◆ **Directions**
Return the following from the records below: each line, word for word, starting with the line that contains "import java.io.IOException;" and going on through the line that contains "import javax.inject.Inject;", with nothing outside that range.

Dataset entries
-=-=-=-=-
PR #1141, opened 2024-07-06
Add SHA1 suffix to intermediaries

Wyvest:
Having two or more different intermediaries for one version in a project breaks. Although this isn't possible in vanilla Loom, one example would be loading Legacy Forge 1.8.9 and Legacy Fabric 1.8.9 in one project (via something like preprocessor).
Attaching a differentiating name to each intermediary we download, we use this to differentiate between intermediaries.

To be honest I made this around a year ago and never PRed it here so this might be a really terrible approach. Please feel free to give feedback.

### DIFF
--- a/src/main/java/net/fabricmc/loom/configuration/providers/mappings/IntermediaryMappingsProvider.java
+++ b/src/main/java/net/fabricmc/loom/configuration/providers/mappings/IntermediaryMappingsProvider.java
@@ -25,9 +25,12 @@
 package net.fabricmc.loom.configuration.providers.mappings;
 
 import java.io.IOException;
+import java.math.BigInteger;
+import java.nio.charset.StandardCharsets;
 import java.nio.file.Files;
 import java.nio.file.Path;
 import java.nio.file.StandardCopyOption;
+import java.security.MessageDigest;
 
 import javax.inject.Inject;
 
@@ -108,8 +111,12 @@ public abstract class IntermediaryMappingsProvider extends IntermediateMappingsP
 	@Override
 	public @NotNull String getName() {
 		final String encodedMcVersion = UrlEscapers.urlFragmentEscaper().escape(getMinecraftVersion().get());
-		final String url = getIntermediaryUrl().get().formatted(encodedMcVersion);
-		return NAME + "-" + getSha1(url);
+		final String urlRaw = getIntermediaryUrl().get();
+		if (!LoomGradleExtensionApiImpl.DEFAULT_INTERMEDIARY_URL.equals(urlRaw)) {
+			final String url = getIntermediaryUrl().get().formatted(encodedMcVersion);
+			return NAME + "-" + getSha1(url);
+		}
+		return NAME;
 	}
 
 	private String getSha1(String value) {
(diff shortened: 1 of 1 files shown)


modmuss50 (commented):
I dont think we need this for official intermediary names.

SpaceWalkerRS:
Isnt this what the different intermediary providers are for? You can create a new provider and change the name and it'll end up in a different cache file.

src/main/java/net/fabricmc/loom/configuration/providers/mappings/IntermediaryMappingsProvider.java
```diff
@@ -107,6 +110,24 @@ public void execute(final DependencyArtifact dependencyArtifact) {
...
+		final String encodedMcVersion = UrlEscapers.urlFragmentEscaper().escape(getMinecraftVersion().get());
+		final String urlRaw = getIntermediaryUrl().get();
+		if (!LoomGradleExtensionApiImpl.DEFAULT_INTERMEDIARY_URL.equals(urlRaw)) {
+			final String url = getIntermediaryUrl().get().formatted(encodedMcVersion);
+			return NAME + "-" + getSha1(url);
+		}
 		return NAME;
 	}
+
+	private String getSha1(String value) {
```
modmuss50: Loom already has a helper for this, see Checksum.sha1Hex

src/main/java/net/fabricmc/loom/configuration/providers/mappings/IntermediaryMappingsProvider.java
```diff
@@ -107,6 +110,24 @@ public void execute(final DependencyArtifact dependencyArtifact) {
 
 	@Override
 	public @NotNull String getName() {
+		final String encodedMcVersion = UrlEscapers.urlFragmentEscaper().escape(getMinecraftVersion().get());
+		final String urlRaw = getIntermediaryUrl().get();
+		if (!LoomGradleExtensionApiImpl.DEFAULT_INTERMEDIARY_URL.equals(urlRaw)) {
```
modmuss50, line 115: This wont build due to checkstyle, please make sure it builds and actually works by testing it.

I dont see an automated test for this (likely becuase its quite hard to test), so it definitely should be manually tested.

modmuss50 (changes requested):

modmuss50 (approved):

Wyvest:
> Isnt this what the different intermediary providers are for? You can create a new provider and change the name and it'll end up in a different cache file.

Using the loom extension in your buildscript you can only set the intermediary URL. Besides, it isn't specified that you have to change the name and URL for it to work.

src/main/java/net/fabricmc/loom/configuration/providers/mappings/IntermediaryMappingsProvider.java
```diff
@@ -107,6 +109,15 @@ public void execute(final DependencyArtifact dependencyArtifact) {
 
 	@Override
 	public @NotNull String getName() {
+		final String encodedMcVersion = UrlEscapers.urlFragmentEscaper().escape(getMinecraftVersion().get());
```
Octol1ttle, line 112: Wouldn't it be better to have this inside the `if` block (since that is the only place where it is used)?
-=-=-=-=-
◆ **Solution to this exercise**
 import java.io.IOException;
+import java.math.BigInteger;
+import java.nio.charset.StandardCharsets;
 import java.nio.file.Files;
 import java.nio.file.Path;
 import java.nio.file.StandardCopyOption;
+import java.security.MessageDigest;
 
 import javax.inject.Inject;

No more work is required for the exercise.